We always ask God to show us what He wants us to do because we believe He is our Savior and Lord and our lives belong to Him and we know that He loves Petra. We are prayerfully moving forward.
What we need ever so much right now are your prayers. The last week plus Petra's symptoms have escalated. Also, at the same time we are having great difficulty with her local health care providers and finding someone in "the system" to speak on her behalf, with decision making authority, to help her with an urgent need. Please pray that this will be accomplished very soon and a smooth transition will take place.
I am in process of seeking another private local doctor that we have learned of that makes home visits! THIS would be just what we need and have been trying to find for quite sometime. Plz pray he will say, "Yes." to adding Petra as his patient. I may ( hopefully ) will be talking to him today.
Last Friday Marty and I drove to Santa Rosa to have an appointment with her doctor there. He always spends a lot of time with us carefully explaining and going over all questions and new things to try. Our date for the first consult with a doctor in San Francisco ( I mentioned in an earlier post ) that we are awaiting anxiously is now coming closer. March 28th. Although we had hoped to hasten this appointment...instead we need to wait. :(
On this Valentine's Day of love...I am reminded of The Greatest Love. He, that gave His life for us, that we might live and have a home with Him forever. Jesus.
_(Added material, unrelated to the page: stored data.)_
PR #104, opened 2017-03-16
go: Add a simple go wrapper around the HyperKit executable

rneugeba:
The wrapper comes as a Go package which can be used by
other code to create/start/stop hyperkit VMs as well as
a small utility for testing purposes.

The functionality is currently limited to creating basic
Linux based VMs, i.e., some of the options are hardcoded.


go/hyperkit.go
```diff
@@ -0,0 +1,503 @@
...
+
+	done := make(chan struct{})
+	go func() {
+		for {
+			select {
+			case stderrl := <-stderrChan:
+				fmt.Println("HyperKit STDERR: ", stderrl)
+			case stdoutl := <-stdoutChan:
+				fmt.Println("HyperKit STDOUT: ", stdoutl)
+			case <-done:
```
ijc25: You might as well just hook them up to stdio if you do this. Will probably do for now though.

go/hyperkit.go
```diff
@@ -0,0 +1,503 @@
...
+	cmd := exec.Command(h.HyperKit, h.Arguments...)
+	cmd.Env = os.Environ()
+
+	if h.Console == ConsoleStdio {
+		// Plumb in stdin/stdout and run in foreground
+		cmd.Stdin = os.Stdin
+		cmd.Stdout = os.Stdout
+		cmd.Stderr = os.Stderr
+		h.writeState()
+		err := cmd.Run()
```
ijc25: This blocks until hyperkit exits, which might not be expected, especially given it doesn't block in the `h.Console != ConsoleStdio` case so is inconsistent based on a slightly non-obvious condition, I know it is documented but it still violates the principal of least surprise.

The public interface is `Start` which has implications from `os/exec:Start` that it will run in the background. Calling `Start` here instead would also solve the thing where you have to jump through hoops to get the `Pid`, maybe you would then also want to expose the underlying `Wait` operation too. In fact you could consider exposing the full `Run` vs `Start+Wait` semantics to the caller and let them make the choice directly rather than indirectly via the console mechanism they've chosen.

go/Dockerfile.build
```diff
@@ -0,0 +1,10 @@
+FROM golang:1.8-alpine
+RUN apk update && apk add --no-cache make git
+ENV GOPATH=/go
+ENV PATH=/go/bin:/usr/local/go/bin:/usr/local/sbin:/usr/local/bin:/usr/sbin:/usr/bin:/sbin:/bin
+
+# The project sources
+VOLUME ["/go/src/github.com/docker/hyperkit/go"]
+WORKDIR /go/src/github.com/docker/hyperkit/go
+
+ENTRYPOINT ["make"]
```
ijc25: Is a Linux build of this functionality useful given it can't fork+exec hyperkit in its present form?

ijc25:
Would be good to hook up at least a build (ideal on Darwin) in the `circle.yml`, if not an actual runtime test too.

go/Dockerfile.build
rneugeba: I tend to cross compile Go code and GOOS and GOARCH are set to OS X in the Makefile. Compiling in a container this way frees me from having to stick all my repositories into GOPATH

ijc25: I missed the `GOOS=darwin` in the `Makefile`. I think we also do need to support building without docker (i.e. with things in the correct places in `$GOPATH`). Reading the `Makefile` it looks like that should work if you call the correct `Makefile` target.

rneugeba: yes. will call it when I try circle-ci integration. Need to checkout the repo at correct place for that, though

go/hyperkit.go
rneugeba: good point. Thinking of doing:
- Remove `Console` option
- `hyperkit.Start()`: starts in the background, requires `StateDir` to be set to stash info
- `hyperkit.Run()`: starts in foreground with stdio plumbed through

This allows for the two common use cases, I'm interested in. Starting in the foreground with `tty` file and `console-ring` would not be supported. @ijc25 do you think this would be an issue?

ijc25: Strictly speaking the hyperkit stdio is still valid/relevant when the console goes elsewhere, it doesn't have the emulated UART mapped to it but it still gets hypervisor logging and error messages.

You could expose the underlying `Std???Pipe` methods too and then it would work (if the caller wanted it to)? You are right that it is probably a less important usecase though.

rneugeba:
Force pushed an update:
- We now have `Start()` and `Run()` so the caller explicitly asks for background/foreground execution.
- The `hyperkit` process stdout/stderr are written to a logger if configured
- CircleCI builds the sample binary and runs gofmt and golint for checks
- renamed `cmd` to `sample` as this really is just sample code.

circle.yml
```diff
@@ -5,6 +5,10 @@ general:
 machine:
   xcode:
     version: "7.3"
+  environment:
+    GOPATH: "$HOME/go"
+    PROJECT_ROOT: "$GOPATH/src/github.com/docker/hyperkit"
+    PATH: "${PATH}:${GOROOT}/bin:${GOPATH}/bin"
```
ijc25: Is `${GOROOT}` not in some default location? Does circleci provide `${GOROOT} for us?

rneugeba: It appears to be set. Come to think of it, I think setting the the `PATH` based on `GOPATH` should be sufficient. This is for it to find `golint` which should be installed in `GOPATH`

ijc25: Yes, I've never knowingly set `GOROOT` or used it for anything. Lets try without!

circle.yml
```diff
@@ -18,3 +22,8 @@ test:
     - eval `opam config env` && make all
     - make test
     - eval `opam config env` && make test-qcow
+    # Go related steps
+    - mkdir -p $(dirname "$PROJECT_ROOT")
+    - ln -s $(pwd) "$PROJECT_ROOT"
+    - go get github.com/golang/lint/golint
```
ijc25: Move it into the Makefile in a `setup` rule perhaps? More convenient for non-CI use there.

rneugeba:
Removed the `GOROOT` based path and move the `golint` install to Makefile. CI is still green

go/hyperkit.go
```diff
@@ -0,0 +1,524 @@
...
+
+	return nil
+}
+
+// Stop the running VM
+func (h *HyperKit) Stop() error {
+	if !h.IsRunning() {
+		return nil
+	}
+	p, err := os.FindProcess(h.Pid)
```
ijc25: In the common case can't you remember the `cmd.Process` which you launched which will be more reliable than trying to figure it out here? And in the uncommon case where you reattach from state would it not be better to do this in `FromState`?

rneugeba: Yes, this makes it cleaner.

Note, currently (and with the new version which I'll push soon) the Stop() and IsRunning() only work on background processes. For foreground processes we'd have to stash the `exec.Cmd` reference somewhere, poke around in there to find the process etc.

ijc25: Don't you already stash the corresponding `os.Process` thing in your hyperkit object?

rneugeba:
I think you looked at an outdated version. It now uses:
```
// Stop the running VM
func (h *HyperKit) Stop() error {
        if h.process == nil {
                return fmt.Errorf("hyperkit process not known")
        }
        if !h.IsRunning() {
                return nil
        }
        err := h.process.Kill()
        if err != nil {
                return err
        }

        return nil
}
```

go/hyperkit.go
```diff
@@ -0,0 +1,528 @@
...
+func CreateDiskImage(location string, sizeMB int) error {
+	f, err := os.Create(location)
+	if err != nil {
+		return err
+	}
+	defer f.Close()
+
+	buf := make([]byte, 1048676)
+	for i := 0; i < len(buf); i++ {
+		buf[i] = 0
```
ijc25: https://blog.golang.org/go-slices-usage-and-internals says:
> Arrays do not need to be initialized explicitly; the zero value of an array is a ready-to-use array whose elements are themselves zeroed: 

This is technically a slice, but there must be an underlying array so I think this holds and the init is unnecessary.

http://stackoverflow.com/questions/16797380/how-to-create-a-10mb-file-filled-with-000000-data-in-golang suggests `f.Truncate(size)` might be workable, not sure about on OSX due to lack of sparse files but might save this entire wodge of code.

go/hyperkit.go
```diff
@@ -0,0 +1,528 @@
...
+			return err
+		}
+	}
+	return nil
+}
+
+// Convert to json string
+func (h *HyperKit) String() string {
+	s, _ := json.Marshal(h)
+	return string(s)
```
ijc25: `if err != nil return string(err)` perhaps (in proper syntax). Better than getting an empty result?

go/hyperkit.go
```diff
@@ -0,0 +1,528 @@
...
+		}
+		stream(stdout, stdoutChan)
+		stream(stderr, stderrChan)
+
+		done := make(chan struct{})
+		go func() {
+			for {
+				select {
+				case stderrl := <-stderrChan:
+					if h.log != nil {
```
ijc25: You should hoist this h.log up to the top level, if it is nil then route stdio direct to `/dev/null` and only construct the channels and start the goroutine pump if it is non-nil.

rneugeba:
Thanks for the good suggestion. Addressed in a new force push

go/hyperkit.go
```diff
@@ -0,0 +1,526 @@
...
+	return nil
+}
+
+// IsRunning returns true if the hyperkit process is running.
+func (h *HyperKit) IsRunning() bool {
+	// os.FindProcess on Unix always returns a process object even
+	// if the process does not exists. There does not seem to be
+	// a call to find out if the process is running either, so we
+	// use another package to find out.
+	proc, err := ps.FindProcess(h.Pid)
```
ijc25: Shouldn't this function use `h.process` like `Stop` et al? (especially since `Stop` uses this function internally too).

ijc25: Oh wait, this handles the case where it has died since you last looked at it. You can't use `Wait` as a trigger in the case where you have attached to an existing process, so this is as good as it gets...

go/hyperkit.go
```diff
@@ -0,0 +1,526 @@
...
+		err := cmd.Start()
+		if err != nil {
+			return err
+		}
+		h.Pid = cmd.Process.Pid
+		h.process = cmd.Process
+		h.writeState()
+	} else {
+		h.writeState()
+		err := cmd.Run()
```
ijc25: You could make this:
```
cmd.Start()
Fill in h.PId and h.Process
call h.writeState()
cmd.Wait()
```
I think `Start() + Wait()` is semantically the same as `Run()`, but with the opportunity to do stuff in the middle, isn't it?

rneugeba:
checked and `Run()` indeed is the same as `Start`/`Wait`. So that simplified the code further.

go/hyperkit.go
```diff
@@ -0,0 +1,524 @@
...
+		return err
+	}
+	h.Pid = cmd.Process.Pid
+	h.process = cmd.Process
+	h.writeState()
+	if !h.background {
+		err = cmd.Wait()
+		if err != nil {
+			return err
+		}
```
ijc25: idomatic go would be
```
if err := cmd.Wait(); err != nil {
   return err
}
```
Here and in various other places where you don't need one of the other results from the function call, but that's down to your personal preference as author so don't feel obliged to change...

go/hyperkit.go
```diff
@@ -0,0 +1,524 @@
...
+	return nil
+}
+
+// writeState write the state to a JSON file
+func (h *HyperKit) writeState() {
+	if h.StateDir == "" {
+		return
+	}
+
+	s, _ := json.Marshal(h)
```
ijc25: You should probably propagate this error, or else other things might get quite confused trying to unpickle it later.

go/hyperkit.go
rneugeba: personally, I don't like the idiomatic way and since this is not picked up by lint...

rneugeba:
update pushed

go/hyperkit.go
```diff
@@ -0,0 +1,531 @@
...
+		return nil, fmt.Errorf("Can't read json file: ", err)
+	}
+	h := &HyperKit{}
+	err = json.Unmarshal(b, h)
+	if err != nil {
+		return nil, fmt.Errorf("Can't parse json file: ", err)
+	}
+
+	// We can't get the pid into the JSON if we run it in the
+	// foreground so try reading it from the pid file.
```
ijc25: No longer true?

ijc25: Although their may be mileage in confirming the pid file and the json agree...

go/hyperkit.go
```diff
@@ -0,0 +1,531 @@
...
+		stream(stderr, stderrChan)
+
+		done := make(chan struct{})
+		go func() {
+			for {
+				select {
+				case stderrl := <-stderrChan:
+					log.Printf("Hyperkit ERR: ", stderrl)
+				case stdoutl := <-stdoutChan:
+					log.Printf("Hyperkit OUT: ", stdoutl)
```
ijc25: Assume that the logger will prefix it desired?

go/hyperkit.go
```diff
@@ -0,0 +1,531 @@
...
+	}
+	return ioutil.WriteFile(filepath.Join(h.StateDir, jsonFile), []byte(s), 0644)
+}
+
+func stream(r io.ReadCloser, dest chan<- string) {
+	go func() {
+		defer r.Close()
+		reader := bufio.NewReader(r)
+		for {
+			line, err := reader.ReadString('\n')
```
ijc25: I wonder what happens if the number of chars before a `\n` is bigger than the internal buffer of the `bufio.Reader`? I think this isn't exposed to the actual console (just the hyperkit process' own output) so can probably ignore that concern.

rneugeba:
nice spot re the PID. pushed update. Also removed prefix logger

go/hyperkit.go
```diff
@@ -0,0 +1,532 @@
...
+		stream(stderr, stderrChan)
+
+		done := make(chan struct{})
+		go func() {
+			for {
+				select {
+				case stderrl := <-stderrChan:
+					log.Printf(stderrl)
+				case stdoutl := <-stdoutChan:
+					log.Printf(stdoutl)
```
ijc25: In the absence of a `log.Puts` this would be better as `Printf("%s", stdoutl)`, in case of % chars in the stream. (same for err)

rneugeba:
good call with the "%" in the output streams. Update

go/hyperkit.go
```diff
@@ -0,0 +1,532 @@
...
+
+	err := cmd.Start()
+	if err != nil {
+		return err
+	}
+	h.Pid = cmd.Process.Pid
+	h.process = cmd.Process
+	err = h.writeState()
+	if err != nil {
+		return err
```
ijc25: Should this kill the process?

ijc25:
I made one more comment but TBH lets just merge this sucker and fixup any remaining issues as and when...

go/hyperkit.go
rneugeba: yes. pushed an update

rneugeba:
Thanks for the detailed review!

PR #112, opened 2017-03-28
Remove "-M"/"print_mac" option.

rneugeba:
This global option was specific to one network backend,
irrespective of it being configured via -s.

It is also uncertain that a VM will get a the same MAC
address on a second invocation, so the usefulness of the
option is questionable.


ijc25:
It was also improperly indented, which is its biggest sin IMHO :-)

LGTM

rneugeba:
Indeed...and undocumented

PR #113, opened 2017-03-28
Also remove the -M option from the help message

rneugeba:
Missed this in the previous commit.


ijc25:
LGTM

I was brought to tears reading this, and only thought how every time I saw Hannah I didn't see any pain and it just proves that you never know what somebody is going through. I want you to know that I will do my best to share your story and to have people all around know what your beautiful daughter is dealing with. My heart and my prayers are with you as the parents and siblings and Petra herself. And I agree in order to not have any bitterness, she has the Heart of God
Have you heard of ozone therapy? A friend of ours has Chronic Lyme Disease and that's what worked for her. She is now healthy and happily married! Praying for Petra and the family!